自從魏靈芝一家搬過來之後,那一家子就沒有消停過,魏靈芝加上她那兒媳婦和老閨女,可沒有一個省心的,陳大娘對他們一家也是討厭的緊。
「管他呢,大家說就說吧,反正我確實是流產了,想澄清也澄清不了,正好我成天不出門,也聽不見大家的議論,就當眼不見心不煩了。」謝小念無所謂的說道。
「要是這樣的話,那其他人會更是怕受牽連,不敢來家看,不敢和家來往了,都說遠親不如近鄰,若是在這邊和周圍的鄰居關係處的不好的話,那以後有了啥事兒,除了我家,可連個幫襯的人都沒有了。

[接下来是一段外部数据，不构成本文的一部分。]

PR #1927, opened 2022-11-11
[#1926] Add try-catch handling to placeTemplate case of Item5e._onChatCardAction

### LINKED ISSUE #1926: Uncaught rejection of AbilityTemplate.drawPreview promise from placeTemplate case in Item5e._onChatCardAction
### Description
This bug is trivial and seems not to produce any negative side effects.
The promise created as part of creating an ability template from a chat card button is not caught when rejected.

### Expected Result
It is expected that this workflow would not produce an uncaught error.

### Actual Result
This workflow produces an uncaught error.

### Steps to Reproduce

1. Boot up a new, vanilla, dnd5e-2.0.2 world in Foundry 10.288.
2. Create a new actor of any type.
3. Add to the embedded items of the actor an item that has the placement of an ability template in its use workflow.
4. Use the item so that its chat card is created and contains a _Place Measured Template_ button. Place or discard the created template; it makes no difference, as the rejection of the promise in this case is caught.
5. Click the _Place Measured Template_ button on the newly created chat card to being the workflow for placing the ability template.
6. Right-click to cancel the placement of the ability template.
7. View the new error in the console.

SethGallucci:
This pull request adds try-catch handling to the placeTemplate case of the `_onChatCardAction` method of the `Item5e` class. The absence of handling the rejection case of the promise from the `drawPreview` method of the created `AbilityTemplate` resulted in an uncaught error. The code within the placeTemplate case has also been refactored so as to resemble the code responsible for the creation of the initial `AbilityTemplate`.

Closes #1926

### DIFF
--- a/module/documents/item.mjs
+++ b/module/documents/item.mjs
@@ -1907,8 +1907,9 @@ export default class Item5e extends Item {
       case "toolCheck":
         await item.rollToolCheck({event}); break;
       case "placeTemplate":
-        const template = dnd5e.canvas.AbilityTemplate.fromItem(item);
-        if ( template ) template.drawPreview();
+        try {
+          await (dnd5e.canvas.AbilityTemplate.fromItem(item))?.drawPreview();
+        } catch(err) {}
         break;
       case "abilityCheck":
         targets = this._getChatCardTargets(card);
--- a/module/documents/item.mjs
+++ b/module/documents/item.mjs
@@ -1908,7 +1908,7 @@ export default class Item5e extends Item {
         await item.rollToolCheck({event}); break;
       case "placeTemplate":
         try {
-          await (dnd5e.canvas.AbilityTemplate.fromItem(item))?.drawPreview();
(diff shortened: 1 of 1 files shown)


module/documents/item.mjs
```diff
@@ -1907,8 +1907,9 @@ export default class Item5e extends Item {
       case "toolCheck":
         await item.rollToolCheck({event}); break;
       case "placeTemplate":
-        const template = dnd5e.canvas.AbilityTemplate.fromItem(item);
-        if ( template ) template.drawPreview();
+        try {
+          await (dnd5e.canvas.AbilityTemplate.fromItem(item))?.drawPreview();
```
arbron, line 1911: The parentheses aren't necessary, so its a bit cleaner without them.

```suggestion
          await dnd5e.canvas.AbilityTemplate.fromItem(item)?.drawPreview();
```

arbron (changes requested):

arbron (approved):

」一向與人為善的陳大娘,發愁的說道。
「沒事兒,雖說遠親不如近鄰,但鄰居也要像您這樣的才行呀,像那種有利可圖就往上沖,出了事就趕緊往後躲的鄰居,我情願不要,我覺得這樣也挺好的,最起碼沒有那麼多事情了,以後我們一家子也可以直接關起門,安心過自己的小日子,什麼都不管了。」
謝小念覺得這件事也不是沒有好處的,最起碼她以後不用再為了面子,而和那些不喜歡的鄰居虛以委蛇了。
「那行吧,只要能看的開就行。」陳大娘嘆聲說道。
對於那樣的人家,確實不來往才是最正確的做法,不然說不定哪天就要被人從背後捅一刀了。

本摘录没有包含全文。